Lines from the listing below that contain the string "satra" are to be reported.

-.-.-

PR #900, opened 2022-02-04
Add zarr-checksum method to `dandi digest`

### LINKED ISSUE #881: Add support for Zarr checksums to `dandi digest`

jwodder:
Closes #881.

### DIFF
--- a/dandi/support/digests.py
+++ b/dandi/support/digests.py
@@ -86,12 +86,9 @@ def get_digest(filepath: Union[str, Path], digest: str = "sha256") -> str:
     if digest == "dandi-etag":
         return cast(str, get_dandietag(filepath).as_str())
     elif digest == "zarr-checksum":
-        path = Path(filepath)
-        if path.is_dir():
-            return get_zarr_checksum(path)
-        else:
-            digest = "md5"
-    return Digester([digest])(filepath)[digest]
+        return get_zarr_checksum(Path(filepath))
+    else:
+        return Digester([digest])(filepath)[digest]
 
 
 @checksums.memoize_path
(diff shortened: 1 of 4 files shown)


dandi/support/digests.py
```diff
@@ -85,8 +85,13 @@ def __call__(self, fpath: Union[str, Path]) -> Dict[str, str]:
...
     if digest == "dandi-etag":
         return cast(str, get_dandietag(filepath).as_str())
-    else:
-        return Digester([digest])(filepath)[digest]
+    elif digest == "zarr-checksum":
+        path = Path(filepath)
+        if path.is_dir():
+            return get_zarr_checksum(path)
+        else:
+            digest = "md5"
```
yarikoptic, line 93: shouldn't this logic just fold into `get_zarr_checksum` since IMHO it leaks implementation detail (of "zarr-checksum") into outside code.

jwodder: The only implementation detail here is the use of MD5.  `get_zarr_checksum()` is only meant to operate on directories.

yarikoptic: so it remains confusing why `get_digest(digest="zarr-checksum")` can operate on a file while `get_zarr_checksum()` can't. IMHO should be consistent one way or another. Do we need to allow `get_digest(digest="zarr-checksum")` to operate on a file or could raise an error?

jwodder: > Do we need to allow `get_digest(digest="zarr-checksum")` to operate on a file or could raise an error?

I don't really care either way.

jwodder: `get_zarr_checksum()` already raises an error if it's passed a file.  Did you mean `get_digest(path, digest = "zarr-checksum")`?

yarikoptic: yes. why should it behave differently?

jwodder: Because `get_digest()` is called by `dandi digest`, and users are likely to try to run `dandi digest -d zarr-checksum` on a file.

yarikoptic: so -- if the checksum is defined for `zarr` then it should also be reported by `get_zarr_checksum`.  If it is not defined -- neither should report it.  If we decide to go "not defined" (keep exception in `get_zarr_checksum`) then `dandi digest -d zarr-checksum` should error out

jwodder: `get_zarr_checksum()` now accepts file paths.

yarikoptic:
Thank you @jwodder, let's proceed!

PR #907, opened 2022-02-10
Mint Zarr assets at start of upload and sync Zarr contents

### LINKED ISSUE #884: Modify Zarr assets in-place when uploading to an extant Zarr path
Currently, when a Zarr is uploaded to a remote path where a Zarr asset already exists, a new Zarr asset is created from scratch, which involves uploading all of the files in the Zarr.  The client should instead optimize for the common case (a Zarr being reuploaded after some local modifications) by modifying the Zarr asset already on the server, only uploading new & changed Zarr entries and deleting any old ones.

CC @dchiquito: Just to confirm, this is a reasonable thing to implement, right?  Can a Zarr object be modified after it's made into an asset, and does the server correctly handle modification of Zarr data that multiple assets point to?

### LINKED ISSUE #906: provide "update zarr" functionality
zarr folders are heavy, and likely to fail to upload at any specific point in time and would need to be "continued" or "fixed up" (that is our C2 in #903).

Also relates to https://github.com/dandi/dandi-cli/issues/903 as possibly solution might incorporate "in band" compute of the checksum across files to be uploaded (or not).

We need to

- generate an asset immediately when we initiate a new `zarr_id` -- that would associate a given dandiset (id) and zarr path with a `zarr_id` so we could re-upload
- when we encounter already existing zarr asset for the path, we should not initiate a new zarr but modify existing
  - unless it is completely empty (all of those have the same checksum; but also size 0 and filenumber 0) we need to
    - get a list of files in the zarr
    - get a list of files locally
    - for those which are present on both, compare checksums
    - "schedule" the ones missing or different on the server to be uploaded
    - after uploads complete, remove files which are not present locally but present remotely
  - if it was completely empty, we can avoid getting a list and assume it is `[]` and proceed with the same algorithm really, so no need of special casing

jwodder:
Closes #884.
Closes #906.

### DIFF
--- a/dandi/dandiapi.py
+++ b/dandi/dandiapi.py
@@ -1591,9 +1591,10 @@ class RemoteZarrEntry(BasePath):
     #: The ID of the Zarr backing the asset
     zarr_id: str
     _known_dir: Optional[bool] = field(default=None, compare=False, repr=False)
+    _digest: Optional[Digest] = field(default=None, compare=False, repr=False)
 
     def _get_subpath(
-        self, name: str, isdir: Optional[bool] = None
+        self, name: str, isdir: Optional[bool] = None, checksum: Optional[str] = None
     ) -> "RemoteZarrEntry":
         if not name or "/" in name:
             raise ValueError(f"Invalid path component: {name!r}")
@@ -1602,7 +1603,17 @@ class RemoteZarrEntry(BasePath):
         elif name == "..":
             return self.parent
         else:
-            return replace(self, parts=self.parts + (name,), _known_dir=isdir)
+            if checksum is not None and isdir is not None:
+                if isdir:
+                    algorithm = models.DigestType.dandi_zarr_checksum
+                else:
+                    algorithm = models.DigestType.md5
+                digest = Digest(algorithm=algorithm, value=checksum)
+            else:
+                digest = None
+            return replace(
+                self, parts=self.parts + (name,), _known_dir=isdir, _digest=digest
+            )
 
     @property
     def parent(self) -> "RemoteZarrEntry":
@@ -1613,6 +1624,7 @@ class RemoteZarrEntry(BasePath):
                 self,
                 parts=self.parts[:-1],
                 _known_dir=True if self._known_dir is not None else None,
+                _digest=None,
             )
 
     def _isdir(self) -> bool:
@@ -1660,9 +1672,9 @@ class RemoteZarrEntry(BasePath):
         for name in listing.dirnames:
             if name == "." or name == "..":
                 continue
-            yield self._get_subpath(name, isdir=True)
+            yield self._get_subpath(name, isdir=True, checksum=listing.checksums[name])
         for name in listing.filenames:
-            yield self._get_subpath(name, isdir=False)
+            yield self._get_subpath(name, isdir=False, checksum=listing.checksums[name])
 
     def get_digest(self) -> Digest:
         """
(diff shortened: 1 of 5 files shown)


dandi/files.py
```diff
@@ -768,7 +774,8 @@ def iter_upload(
         :param int jobs: Number of threads to use for uploading; defaults to 5
         :param RemoteAsset replacing:
             If set, replace the given asset, which must have the same path as
-            the new asset
+            the new asset; if the old asset is a Zarr, the Zarr will be updated
+            & reused for the new asset
```
yarikoptic, line 778: ha. Originally I thought we would just keep modifying the zarr, and thus leaving the asset the same, not a new one upon each attempt to finish up upload or update it.  API allows for that but I think having a new asset to replace an old one if we are to change zarr, makes sense.

WDYT @satra -- may be I am missing some use case/aspect where we do want to keep the asset to be the same?

dandi/files.py
```diff
@@ -794,26 +801,77 @@ def iter_upload(
...
+        to_upload: List[dict] = []
+        for p in stat.files:
+            pdigest = p.get_digest().value
+            item = {"path": str(p), "etag": pdigest}
+            try:
+                e = old_zarr_entries.pop(str(p))
+            except KeyError:
+                to_upload.append(item)
+            else:
+                if e.is_dir():
```
yarikoptic, line 839: having a unittest to cover this codeblock (just delete some folder and/or files within a zarr and reupload?) would be nice

yarikoptic (changes requested):
looks good. seems in need of test tune up to trigger "delete" logic coverage

dandi/files.py
satra: @jwodder - that's essentially what i wanted. so seems like nothing needs to change. then in that case if the upload crashes, does the CLI check that an existing asset is there, retrieves the zarr id and uploads to that location?

regarding @yarikoptic comment, i don't think assets need to remain the same. however, my point about when a new asset is minted and who mints it still needs to be resolved with respect to updates that the server does (checksum, contentsize, timestamps).

jwodder: @satra 

> then in that case if the upload crashes, does the CLI check that an existing asset is there, retrieves the zarr id and uploads to that location?

Yes.

yarikoptic: > when a new asset is minted and who mints it still needs to be resolved with respect to updates that the server does (checksum, contentsize, timestamps).

indeed a good question, and something worth asking @dchiquito : if we e.g. mint an asset for an empty zarr, then upload into that zarr, would that asset get its record and metadata updated with new size/checksum upon zarr's upload `/complete`? (feels unlikely, but possible, didn't check)

dandi/files.py
jwodder: Done.

satra:
> I'd still be interested in if there's a better way to delete a directory than deleting all its contents individually.

the only thing i can think of is a dandi api request that launches a task that internally lists all objects with a given prefix, and then deletes all of them. this can take a while though for zarr trees and we have to be careful on what that prefix can be for a request.

dandi/dandiapi.py
```diff
@@ -1707,6 +1711,8 @@ def get_digest(self) -> Digest:
 
         :raises NotFoundError: if the path does not exist in the Zarr asset
         """
+        if self._digest is not None:
+            return self._digest
```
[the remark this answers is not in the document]
yarikoptic: so is it the `get_listing` below which would set it?  this is all makes it not obvious, and worth at least a comment here.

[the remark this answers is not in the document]
jwodder: Comment added.

yarikoptic:
@jwodder - please resolve freshly came up conflict and let's merge to carry forward

jwodder:
@yarikoptic Conflict resolved.

PR #908, opened 2022-02-14
Add dedicated HTTP404Error exception class

jwodder:
This cuts down on a lot of simple repetition by adding a dedicated `HTTP404Error` exception class subclassing `requests.HTTPError` that is used specifically for 404 errors.


yarikoptic:
LGTM, thank you!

-.-.-

— Expected output —
WDYT @satra -- may be I am missing some use case/aspect where we do want to keep the asset to be the same?
satra: @jwodder - that's essentially what i wanted. so seems like nothing needs to change. then in that case if the upload crashes, does the CLI check that an existing asset is there, retrieves the zarr id and uploads to that location?
jwodder: @satra 
satra:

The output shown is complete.